Saved entries
------------------------------
PR #970, opened 2018-10-15
Fix: the font-weight is too thin to readable

zcyzcy88:
Current font-weight is terrible and should be changed to the same as https://testpilot.firefox.com/ and https://www.mozilla.org/.


dannycoates:
Thanks for the PR @zcyzcy88. We've completely changed the UI so I'm closing this now.

Issue #976, opened 2018-10-24
Production build not working


hhoechtl:
If you try to install only production dependencies and build the production frontend it doesn't work atm.

```shell
➜ npm install --production
➜ npm run build
npm WARN using --force I sure hope you know what you are doing.

> firefox-send@2.5.5 build /app
> npm run clean && webpack -p


> firefox-send@2.5.5 clean /app
> rimraf dist

sh: rimraf: not found
npm ERR! file sh
npm ERR! code ELIFECYCLE
npm ERR! errno ENOENT
npm ERR! syscall spawn
npm ERR! firefox-send@2.5.5 clean: `rimraf dist`
npm ERR! spawn ENOENT
npm ERR!
npm ERR! Failed at the firefox-send@2.5.5 clean script.
npm ERR! This is probably not a problem with npm. There is likely additional logging output above.
```

Only installing the dev dependencies fixes this issue.

Also the `test/frontend/index.js` is always needed for a webpack build (which shouldn't for production) => relevant for docker build as it should be in .dockerignore

And another one: `git-rev-sync` requires the projectroot to be a git repository. But I don't want to keep the .git files in a docker build.

dannycoates:
Hi @hhoechtl :)

Our dockerfile is designed to be run *after* an `npm run build` on the dev machine. This saves us from installing build-time dependencies in the container. See https://github.com/mozilla/send/blob/master/docs/docker.md

hhoechtl:
Thx for clarification

PR #977, opened 2018-10-24
Fix and optimize docker build

hhoechtl:
Makes docker build work temporarily. But there are other issues to address, see #976 .


dannycoates:
https://github.com/mozilla/send/issues/976#issuecomment-432882940

PR #998, opened 2018-11-06
Changed sign in area

### LINKED ISSUE #989: Make CTA more clear in vnext design
The little shilouette head ain't doing much for me...could we do something a little bit more clear here?

Maybe just a blue button that says sign in/up?

screen shot 2018-11-04 at 7 25 07 pm

dannycoates:
How about?
screen shot 2018-11-06 at 2 43 14 pm
screen shot 2018-11-06 at 2 42 52 pm

fixes #989


youwenliang:
I would suggest something like this to make to button more like a button:
image

PR #1078, opened 2019-01-09
[Integration-Test] Add test for number of downloads, fixes #810

### LINKED ISSUE #810: [Integration-Test] Add test for number of downloads.
Per testrail:

Send - Numbers of Downloads - 2 

1. Click the  "1 download" button and select the "2" option. | The "1 download" button changes into a "2 downloads" button.
2. Navigate to the Send homepage and observe the numbers of downloads for the uploaded file. | The 0/2 (0 downloads out of two) is correctly displayed.
3. Click the the uploaded file name. | You are redirected to the Share links page. The "2 downloads" button is correctly displayed.

We should add to the option to configure downloads to the ```share.py``` Page Object Model. The test should check 1. After 1 download, the remaining downloads left are 1 less than they were before. 2. The homepage correctly shows the amount of downloads left.

dhyey35:
Added a test for `2 downloads` being changed to `1 download` on the home page.

### DIFF
--- a/app/ui/expiryOptions.js
+++ b/app/ui/expiryOptions.js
------------------------------
> _What the exercise asks_
Only lines with the word "expiryOptions" are wanted. Find and copy them from the records above.

> _Expected output_
--- a/app/ui/expiryOptions.js
+++ b/app/ui/expiryOptions.js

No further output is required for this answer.